Thread: Scalability question
Hi, I got a question about scalability in high volume insert situation where the table has a primary key and several non-unique indexes on other columns of the table. How does PostgreSQL behave in terms of scalability? The high volume of inserts comes from multiple transactions. Best regards, Zoltán Böszörményi -- ---------------------------------- Zoltán Böszörményi Cybertec Schönig & Schönig GmbH http://www.postgresql.at/
> Hi, > > I got a question about scalability in high volume insert situation > where the table has a primary key and several non-unique indexes > on other columns of the table. How does PostgreSQL behave > in terms of scalability? The high volume of inserts comes from > multiple transactions. > > Best regards, > Zoltán Böszörményi Well, that's a difficult question as it depends on hardware and software, but with a proper tunning the results may be very good. Just do the basic PostgreSQL tuning and then tune it for the INSERT performance if needed.

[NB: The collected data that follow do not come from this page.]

PR #2052, opened 2026-08-18
fix(stakekit): degrade parseActionDisplay per-step, not all-or-nothing

### LINKED ISSUE #1731: architecture(stakekit): parseActionDisplay drops all canonicalized steps when one network is unsupported
## Summary
`parseActionDisplay()` canonicalizes supported StakeKit action steps, but if **any** transaction uses an unsupported network it falls back to raw decoded transactions for **all** steps.

## Evidence
- `packages/sdk/src/tools/defi/stakekit/index.ts:315-327`
  - unsupported networks return `null` during canonicalization.
- `packages/sdk/src/tools/defi/stakekit/index.ts:330-343`
  - if any step is `null`, the function returns `decoded` for the entire transaction list.

## Impact
One unsupported Cardano/other step nukes canonicalized EVM/Solana/Sui/Tron/TON envelopes for the rest of the action, pushing deterministic parsing back into app/backend consumers.

## Effort
Medium.

## Fix sketch
Degrade per-step instead of all-or-nothing: keep canonicalized steps canonical, and only leave unsupported steps in decoded fallback form. Preserve load-bearing top-level fields like `provider: "yield_xyz"`.

## Report
https://gist.github.com/gomesalexandre/c7bae58caec1ed98091332f24eb66c2d

gomesalexandre:
Closes vultisig/vultisig-sdk#1731

`parseActionDisplay()` canonicalizes StakeKit action steps (EVM/Solana/Sui/Tron/TON), but if ANY step's network couldn't be canonicalized (e.g. Cardano, which has no canonicalizer branch), the old code fell back to `decoded[]` for the ENTIRE action — nuking canonicalization of every other, perfectly-supported step. Fixed in `packages/sdk/src/tools/defi/stakekit/index.ts`: replaced the `allCanonicalized ? canonicalSteps : []` all-or-nothing branch with a per-step merge — `canonicalSteps.map((step, i) => step ?? decoded[i])` — so each step independently stays canonical if it canonicalized, or falls back to its own decoded form if it didn't. Top-level fields (`provider: "yield_xyz"`, `chain`) are untouched, per the issue's fix sketch.

Updated the existing test that pinned the OLD all-or-nothing behavior (renamed + rewritten to assert the good step stays canonical while only the bad step degrades), and added a new test for the exact scenario in the issue: an EVM step alongside an unsupported-network (Cardano) step, asserting the EVM step keeps its flat canonical shape while only the Cardano step degrades.

## what I ran
`../../node_modules/.bin/vitest run tests/unit/tools/defi/stakekit.test.ts` (from `packages/sdk/`) — 19 passed (17 pre-existing incl. 1 rewritten + 1 new). I did not run the full test suite, typecheck, or a full build.

## Summary by CodeRabbit

* **Bug Fixes**
  * Improved transaction display parsing so each action step is processed independently.
  * Preserved canonical formatting for supported steps while falling back only for unsupported or malformed steps.
  * Prevented one failed transaction step from affecting the display of other steps.


NeOMakinG (approved):
LGTM

PR #2056, opened 2026-08-18
fix(ton): raise jetton gas floor for first-time recipient wallet deploy

### LINKED ISSUE #1465: ton: fee is fully static (no dynamic path) and does not scale for first-time jetton recipients -> bounce/reject
Fee-hunt finding. TON baseFee=0.01, jettonAmount=0.08 hardcoded (chains/ton/config.ts:6-7), no RPC/estimate path anywhere (fee/resolvers/ton.ts). The flat 0.08 TON jetton amount does not account for the extra gas to deploy a new jetton-wallet contract for a FIRST-TIME recipient (forwardAmount at jetton.ts:30 only adjusts the notify amount). First-time-recipient jetton sends bounce/reject (TON returns unused value minus burned gas, so no stranded funds, but a clean fail). Fix: dry-run via toncenter estimateFee before signing; raise the floor for non-active destinations.

gomesalexandre:
Closes vultisig/vultisig-sdk#1465

TON jetton sends attach a flat `tonConfig.jettonAmount` (0.08 TON) gas envelope regardless of destination state (`packages/core/chain/chains/ton/config.ts`), consumed by the on-device MPC keysign resolver `buildJettonTransfer` (`packages/core/mpc/keysign/signingInputs/resolvers/ton/jetton.ts`). A first-time (not-yet-active) recipient needs its jetton wallet deployed as part of the transfer, which costs materially more gas than a transfer into an already-deployed wallet — the resolver already receives `isActiveDestination` and used it to toggle the internal `forwardAmount` (1 vs 0 nanoton) but never scaled the outer gas envelope, so first-time-recipient sends under-fund the tx and TON bounces/rejects it. Added a `tonConfig.jettonAmountNewWallet` floor (0.15 TON) and wired `buildJettonTransfer` to use it when `!isActiveDestination`.

**Scope note (partial fix, by design):** the issue also names a second code path with the identical flat-gas bug — the SDK's own pure `buildTonJettonTransferTx` builder (`packages/sdk/src/chains/ton/tx.ts`, `JETTON_GAS_AMOUNT_NANO`). I did not touch that one: it's pinned by `packages/sdk/tests/unit/platforms/react-native/ton-golden-vectors.test.ts` against `testdata/cross-encoder-golden/*.json` fixtures that assert `fixture.gasAmountNanotons === JETTON_GAS_AMOUNT_NANO` for both active and inactive fixtures — those fixtures look cross-language-generated (used to prove the TS encoder matches a canonical reference encoder), so changing the constant there would desync from that reference rather than fix it, and regenerating the reference is out of scope for a small fix. I also did not implement the issue's "dry-run via toncenter estimateFee before signing" — that requires threading a network call into a currently-synchronous, pure signing-input resolver, a materially larger architectural change.

## what I ran
`./node_modules/.bin/vitest run --config .config/vitest.core.config.ts packages/core/mpc/keysign/signingInputs/resolvers/ton/jetton.test.ts packages/core/mpc/keysign/signingInputs/resolvers/ton/native.test.ts` (from repo root) — 9 passed (9). `jetton.ts` had no existing test file, so I added one (`jetton.test.ts`) covering both the active-destination flat-floor case and the new not-yet-active raised-floor case, plus the existing sibling `forwardAmount` behavior, mirroring the conventions of the sibling `native.test.ts`. Note: this repo's canonical way to test `packages/core/**` is `yarn test:core` (`.config/vitest.core.config.ts`, aliases straight to source) — NOT the SDK's own `vitest.config.ts`, which only globs `packages/sdk/tests/**` and would silently skip this file. I initially ran it through the SDK's vitest binary pointed at core/mpc's built `dist/`, got a stale-value failure, and switched to the correct `test:core` config once I found it, which resolves directly to `packages/core/chain/chains/ton/config.ts` source (no rebuild needed, and no risk of me editing source but testing dist).


NeOMakinG (approved):
LGTM

rcoderdev (approved):

rcoderdev (approved):

rcoderdev:
Closing this stale PR because the current implementation does not reliably solve the first-time jetton-recipient failure it targets. The higher gas floor is selected from the recipient owner TON account state, but an active TON account can still lack the specific recipient jetton-wallet contract, so that common first-token case can still receive the old 0.08 TON envelope and bounce. The inactive golden fixture also declares 80,000,000 while its updated hash encodes 150,000,000, and the tests do not assert that contract field. A replacement should derive the recipient jetton-wallet deployment state from the receiver plus jetton master (or an equivalent authoritative signal), exercise resolver-to-builder behavior, and make the cross-language fixture assertion consistent.

PR #2057, opened 2026-08-18
fix(evm): prefer pending block tag for nonce fetch to avoid external-wallet collisions

### LINKED ISSUE #144: EVM nonce: account for external pending transactions
## Problem

When an external wallet (e.g. MetaMask) submits a transaction using nonce `N` that hasn't confirmed yet, `patchEvmNonce()` may assign the same nonce `N` because it uses `eth_getTransactionCount("latest")` (confirmed count) as the base.

Currently `fetchEvmPendingNonce()` is only called as a validation step when local state diverges from on-chain — it doesn't feed into the base nonce calculation.

## Proposed Fix

Call `fetchEvmPendingNonce()` unconditionally and use `max(rpcNonce, pendingNonce)` as the base before calling `getNextEvmNonce()`:

```typescript
const pendingNonce = await this.fetchEvmPendingNonce(chain)
const chainNonce = pendingNonce !== null && pendingNonce > rpcNonce ? pendingNonce : rpcNonce
const nextNonce = this.stateStore.getNextEvmNonce(chain, chainNonce)
```

## Trade-offs

- Adds an extra RPC call (`eth_getTransactionCount` with `"pending"`) to every EVM transaction build
- MPC vaults rarely have external wallet activity, so this is an uncommon scenario
- The `"pending"` tag behavior varies across RPC providers

## Source

CodeRabbit review on PR #132.

gomesalexandre:
Closes vultisig/vultisig-sdk#144

`evmTxInfo` (`packages/sdk/src/tools/evm/evmTxInfo.ts`) fetched the nonce via `client.getTransactionCount({ address })`, which defaults to the `'latest'` (confirmed) block tag. If an external wallet (e.g. MetaMask) had already submitted a transaction with nonce N that hasn't confirmed yet, `evmTxInfo` would hand out the same nonce N for the next MPC-signed tx, causing one of the two to get stuck or dropped. The original issue proposed a `max(rpcNonce, pendingNonce)` state-store pattern referencing code (`patchEvmNonce`/`fetchEvmPendingNonce`) that no longer exists in the current codebase — but the underlying bug is present in the current `evmTxInfo` nonce fetch. Fixed by mirroring the SDK's own already-shipped precedent for this exact problem: `packages/sdk/src/platforms/react-native/chains/evm/rpc.ts`'s `getEvmNonce` tries `blockTag: 'pending'` first (counts mempool-visible txs from any sender) and falls back to `'latest'` only if the chain rejects the pending tag (zkSync Era, Hyperliquid, some alt-EVMs don't support it cleanly).

## what I ran
`cd packages/sdk && ../../node_modules/.bin/vitest run tests/unit/tools/evm/evmTxInfo.test.ts` — 5 passed (5, the 3 pre-existing tests plus 2 new ones). Added tests asserting (1) `getTransactionCount` is called with `blockTag: 'pending'` and never with `'latest'` on the happy path, and (2) it falls back to a second call with `blockTag: 'latest'` when the pending-tag call rejects. The 3 pre-existing tests needed no changes — their mock resolves unconditionally regardless of the `blockTag` argument, so they kept passing as-is. Did not run `yarn typecheck` or `yarn build:sdk:bundle` — out of scope per instructions.

## Summary by CodeRabbit

- **Bug Fixes**
  - Improved EVM transaction nonce selection by accounting for pending mempool transactions.
  - Added a fallback for networks that do not reliably support pending transaction data.


NeOMakinG (approved):
LGTM

gomesalexandre (commented):
Focused pass on the current head looks sane.

What I checked
- diff read against the current head
- focused receipt: `./node_modules/.bin/vitest run --config packages/sdk/tests/unit/vitest.config.ts packages/sdk/tests/unit/tools/evm/evmTxInfo.test.ts`
  - 5/5 tests passed, including the new `pending`-tag preference and the `latest` fallback path
- attempted `yarn build:sdk` in an exact-head temp clone
  - blocked by a pre-existing mainline type error in `packages/core/mpc/keysign/signingInputs/resolvers/cardano.ts:72` (`auxiliaryData` not in `ISigningInput`)
  - same failure reproduces on `origin/main`, so I am not treating that as a regression from this PR

Review take
- switching `evmTxInfo` nonce lookup to prefer `blockTag: 'pending'` matches the existing RN convention and closes the stale-nonce race with external wallets
- the fallback to `latest` for chains that reject `pending` is covered and looks reasonable
- no blocker found in the current head from this pass

Merge gate note
- the visible approval is on `797fd251b47ae22ceb0efa9590f850f3358c87ab`, but the current head is `8acc17d140711643001608851390248194e46c39`
- so this still needs a fresh non-gomes current-head approval before merge

rcoderdev (approved):

rcoderdev (approved):

rcoderdev (approved):

rcoderdev:
Updated this against current main. The nonce path now falls back to latest only for explicit pending-tag rejection; timeout, rate-limit and server failures propagate unchanged. Nine focused tests pass, including the returned pending nonce and wrapped RPC errors. The current head has fresh non-author approval. The earlier Cardano build note was a mainline limitation; required CI still gates merge.

rcoderdev (approved):

PR #2061, opened 2026-08-18
feat(sdk): export the canonical xrp destination/x-address normalization helpers

### LINKED ISSUE #1411: architecture: XRP destination/X-address normalization helpers are missing from the public SDK surfaces

gomesalexandre:
Closes vultisig/vultisig-sdk#1411

`packages/core/chain/chains/ripple/address.ts` already exposed the canonical pure XRP destination/X-address helper family (`decodeRippleXAddress`, `isValidRippleXAddress`, `normalizeRippleDestination`, `encodeRippleXAddress`) and it's already bundled into the RN platform build transitively (used by `packages/sdk/src/platforms/react-native/chains/ripple/tx.ts`, the XRP send-tx builder), but neither the root `@vultisig/sdk` nor the `@vultisig/sdk/react-native` entrypoint re-exported it. `clients/cli/src/commands/transaction.ts` had to deep-import it from `@vultisig/core-chain/chains/ripple/address` instead of staying on the SDK boundary. Fixed by adding the same export block to both `packages/sdk/src/index.ts` and `packages/sdk/src/platforms/react-native/index.ts`, placed right after the existing (already-exported) XRPL issued-currency canonicals for parity, and switched the CLI's deep import to the public `@vultisig/sdk` one. Confirmed the added RN dependency (`ripple-address-codec`, via `@scure/base` + `@xrplf/isomorphic`, both cross-platform/isomorphic packages) introduces no new RN-safety risk since it's already pulled into the RN bundle by the existing XRP tx builder.

## a bug I caught before opening this

The worker who wrote this fix honestly disclosed it could not run its own two new tests in its worktree (missing built core-config package) and verified by code inspection instead. I ran them myself against a working build before opening this PR - both FAILED: the fixture classic address `rf7SyXdM3aZqkz9bmgGgX6V3eC8oJ8wxYY` has an invalid base58 checksum, so `encodeRippleXAddress` correctly threw `checksum_invalid` on it. Not a bug in the production code - the function was rejecting bad input exactly as it should. Replaced the fixture with a real valid classic address generated from the installed `ripple-address-codec` itself (`encodeAccountID` on a deterministic payload, confirmed with `isValidClassicAddress`). 103/103 pass now.

## what I ran
Attempted `/tmp/claude-1000/wt-sdk-w1/node_modules/.bin/vitest run tests/unit/platforms/react-native/entry.test.ts` and `tests/unit/utils/publicExports.test.ts` (from `packages/sdk`) — both FAILED to execute, but for a reason unrelated to my change: this worktree has no built `packages/core/config/dist`, and BOTH files transitively import something (`chains/evm/chainInfo.ts` for the RN entry test, `chains/cardano/client/config.ts` for publicExports) that bare-imports `@vultisig/core-config`, which fails module resolution without a build. Confirmed this is pre-existing and independent of my change: the RN entry test failed on ALL 47 of its tests (not just my 2 new ones), including tests that predate this PR by a wide margin (e.g. dangerous-address re-exports). The only real fix is `yarn build:shared` (full monolithic 6-package tsc build), which the task instructions explicitly forbid. I verified correctness by code inspection instead: the added export blocks are byte-identical in shape to the immediately-adjacent, already-shipped `issuedCurrency` export blocks in both files; the underlying `address.ts` functions are unchanged (only re-exported); and I traced the RN dependency chain to confirm `ripple-address-codec` is already bundled into the RN platform build via the existing XRP send-tx path, so this isn't a first-time-untested RN dependency. Both new test blocks will run correctly in CI once the shared packages are built. Did not run the full suite, typecheck, or build.


NeOMakinG (approved):
LGTM

rcoderdev (approved):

It's difficult to give any other recommendations without a more detailed knowledge of the problem, but consider these hints: 1) move the pg_xlog to a separate drive (so it's linear) 2) move the table with large amount of inserts to a separate tablespace 3) minimize the amount of indexes etc. The basic rule is that each index adds some overhead to the insert, but it depends on datatype, etc. Just prepare some data to import, and run the insert with and without the indexes and compare the time. Tomas
tv@fuzzy.cz írta: >> Hi, >> >> I got a question about scalability in high volume insert situation >> where the table has a primary key and several non-unique indexes >> on other columns of the table. How does PostgreSQL behave >> in terms of scalability? The high volume of inserts comes from >> multiple transactions. >> >> Best regards, >> Zoltán Böszörményi >> > > Well, that's a difficult question as it depends on hardware and software, > but with a proper tunning the results may be very good. Just do the basic > PostgreSQL tuning and then tune it for the INSERT performance if needed. > It's difficult to give any other recommendations without a more detailed > knowledge of the problem, but consider these hints: > > 1) move the pg_xlog to a separate drive (so it's linear) > 2) move the table with large amount of inserts to a separate tablespace > 3) minimize the amount of indexes etc. > > The basic rule is that each index adds some overhead to the insert, but it > depends on datatype, etc. Just prepare some data to import, and run the > insert with and without the indexes and compare the time. > > Tomas > Thanks. The question is more about theoretical working. E.g. if INSERTs add "similar" records with identical index records (they are non-unique indexes) does it cause contention? Because these similar records add index tuples that supposed to be near to each other in the btree. -- ---------------------------------- Zoltán Böszörményi Cybertec Schönig & Schönig GmbH http://www.postgresql.at/
Zoltan Boszormenyi wrote: > Hi, > > I got a question about scalability in high volume insert situation > where the table has a primary key and several non-unique indexes > on other columns of the table. How does PostgreSQL behave > in terms of scalability? The high volume of inserts comes from > multiple transactions. btree and gist indexes can have multiple concurrent insertions in flight. A potential for blocking is in UNIQUE indexes: if two transactions try to insert the same value in the unique index, the second one will block until the first transaction finishes. -- Alvaro Herrera http://www.CommandPrompt.com/ The PostgreSQL Company - Command Prompt, Inc.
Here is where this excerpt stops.